• [Task to complete]
In the data below, find every line with the word "could" and copy it out.

[Source data — start]

PR #446, opened 2025-02-25
Add Usage Telemetry

karlseguin:
Sends basic usage telemetry. Final URL will need to be changed (probably).

Added Telemetry section to readme (please review). And I the Privacy Policy (linked from the readme)  might need updating to reflect this collection?

Currently, most things need an `Allocator` and `Loop` to run. Now we also need a `Telemetry`, and it isn't hard to imagine a not-so-distant future where various parts also need access to a `Config`. Rather than adding more and more parameters, I've introduced an `App` which is meant to group global data into a single variable, so that future additions are less likely to require touching so much code. Besides this change, the Telemetry code is relatively standalone.

### DIFF
--- a/src/telemetry/lightpanda.zig
+++ b/src/telemetry/lightpanda.zig
@@ -9,7 +9,7 @@ const telemetry = @import("telemetry.zig");
 const RunMode = @import("../app.zig").RunMode;
 
 const log = std.log.scoped(.telemetry);
-const URL = "https://lightpanda.io/browser-stats";
+const URL = "https://telemetry.lightpanda.io";
 
 pub const LightPanda = struct {
     uri: std.Uri,
--- a/src/telemetry/lightpanda.zig
+++ b/src/telemetry/lightpanda.zig
@@ -73,54 +73,55 @@ pub const LightPanda = struct {
         );
     }
 
-    fn handleError(self: *LightPanda, ctx: *Client.Ctx, err: anyerror) anyerror!void {
-        ctx.deinit();
-        self.client_context_pool.destroy(ctx);
+    fn handleError(sending: *Sending, ctx: *Client.Ctx, err: anyerror) anyerror!void {
+        const lightpanda = sending.lightpanda;
 
-        var sending: *Sending = @ptrCast(@alignCast(ctx.userData));
+        ctx.deinit();
+        lightpanda.client_context_pool.destroy(ctx);
+
         sending.deinit();
-        self.sending_pool.destroy(sending);
+        lightpanda.sending_pool.destroy(sending);
         log.info("request failure: {}", .{err});
     }
 
     fn onRequestConnect(ctx: *Client.Ctx, res: anyerror!void) anyerror!void {
-        var sending: *Sending = @ptrCast(@alignCast(ctx.userData));
-        res catch |err| return sending.lightpanda.handleError(ctx, err);
+        const sending: *Sending = @ptrCast(@alignCast(ctx.userData));
+        res catch |err| return handleError(sending, ctx, err);
 
         ctx.req.transfer_encoding = .{ .content_length = sending.body.len };
         return ctx.req.async_send(ctx, onRequestSend) catch |err| {
-            return sending.lightpanda.handleError(ctx, err);
+            return handleError(sending, ctx, err);
         };
     }
 
     fn onRequestSend(ctx: *Client.Ctx, res: anyerror!void) anyerror!void {
-        var sending: *Sending = @ptrCast(@alignCast(ctx.userData));
-        res catch |err| return sending.lightpanda.handleError(ctx, err);
+        const sending: *Sending = @ptrCast(@alignCast(ctx.userData));
+        res catch |err| return handleError(sending, ctx, err);
 
         return ctx.req.async_writeAll(sending.body, ctx, onRequestWrite) catch |err| {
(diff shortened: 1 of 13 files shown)


karlseguin:
Another good reason to replace `std.http.Client` is just how impossible it is to test.

src/telemetry/telemetry.zig
```diff
@@ -0,0 +1,191 @@
...
+}
+
+pub const Event = union(enum) {
+    run: Run,
+    navigate: void,
+    flag: []const u8, // used for testing
+
+    const Run = struct {
+        version: []const u8,
+        mode: RunMode,
```
krichprollsch: I would like to add `arch` (`x86_64`, `aarch64`, `arm64`) and `os` (`linux`,`macos`)

src/telemetry/telemetry.zig
```diff
@@ -0,0 +1,191 @@
...
+    std.fs.cwd().writeFile(.{ .sub_path = ID_FILE, .data = &id }) catch |err| {
+        log.warn("failed to write to id file: {}", .{err});
+        return null;
+    };
+    return id;
+}
+
+pub const Event = union(enum) {
+    run: Run,
+    navigate: void,
```
krichprollsch: navigate should have a `driver` (`cdp`, `none` for fetch navigation)

src/telemetry/telemetry.zig
```diff
@@ -0,0 +1,191 @@
...
+        // a "execution" id is an id that represents this specific run
+        eid: [36]u8,
+        provider: P,
+
+        disabled: bool,
+
+        const Self = @This();
+
+        pub fn init(allocator: Allocator, loop: *Loop) Self {
+            const disabled = std.process.hasEnvVarConstant("LIGHTPANDA_DISABLE_TELEMETRY");
```
krichprollsch, line 33: I would like to add log info here to notify the telemetry is enabled or disabled.

krichprollsch: If we are in test or debug mode we shouldn't log anything.

src/telemetry/lightpanda.zig
```diff
@@ -0,0 +1,200 @@
...
+        try jws.objectField("event");
+        try jws.write(@tagName(self.event.*));
+        try jws.objectField("mode");
+        try jws.write(self.run_mode);
+        try jws.objectField("version");
+        try jws.write(DATA_VERSION);
+        try jws.objectField("os");
+        try jws.write(builtin.os.tag);
+        try jws.objectField("version");
+        try jws.write(build_info.git_commit);
```
krichprollsch: You have `version` twice. It looks like the second is the correct one.

src/telemetry/lightpanda.zig
```diff
@@ -0,0 +1,166 @@
...
+    pub fn send(self: *LightPanda, iid: ?[]const u8, run_mode: RunMode, event: Event) !void {
+        var arena = std.heap.ArenaAllocator.init(self.allocator);
+        errdefer arena.deinit();
+
+        const resp_header_buffer = try arena.allocator().alloc(u8, 4096);
+        const body = try std.json.stringifyAlloc(arena.allocator(), .{
+            .iid = iid,
+            .run_mode = run_mode,
+            .os = builtin.os.tag,
+            .aarch = builtin.cpu.arch,
```
krichprollsch:
```suggestion
            .arch = builtin.cpu.arch,
```

src/telemetry/lightpanda.zig
```diff
@@ -0,0 +1,166 @@
...
+    }
+
+    pub fn send(self: *LightPanda, iid: ?[]const u8, run_mode: RunMode, event: Event) !void {
+        var arena = std.heap.ArenaAllocator.init(self.allocator);
+        errdefer arena.deinit();
+
+        const resp_header_buffer = try arena.allocator().alloc(u8, 4096);
+        const body = try std.json.stringifyAlloc(arena.allocator(), .{
+            .iid = iid,
+            .run_mode = run_mode,
```
krichprollsch:
```suggestion
            .mode = run_mode,
```

src/telemetry/telemetry.zig
```diff
@@ -0,0 +1,183 @@
...
+const builtin = @import("builtin");
+
+const Allocator = std.mem.Allocator;
+
+const Loop = @import("jsruntime").Loop;
+const uuidv4 = @import("../id.zig").uuidv4;
+const RunMode = @import("../app.zig").RunMode;
+
+const log = std.log.scoped(.telemetry);
+const ID_FILE = "lightpanda.id";
```
krichprollsch: As discussed, we should create a directory containing this id into the user's home.
Something like `$XDG_DATA_HOME/lightpanda/iid` for linux with fallback on `$HOME/.ligthpanda/iid` maybe?

And in macos maybe `~/Library/Lightpanda/iid`?

I suppose we could extract the dir management logic on its own file.

krichprollsch:
@karlseguin after discussion, here is what we could add for the `navigate` event:
```json
{
  "iid": "ffffffff-ffff-ffff-ffff-ffffffffffff",
  "version": "7b0e725",
  "arch": "x86_64",
  "os": "linux",
  "mode": "serve",
  "driver": "cdp",
  "event": "navigate"

  "tls": true,
  "proxy": false, // is a proxy configured for the request, always false for now.
}
```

[Source data — finish]

• [Task answer]
I suppose we could extract the dir management logic on its own file.
@karlseguin after discussion, here is what we could add for the `navigate` event:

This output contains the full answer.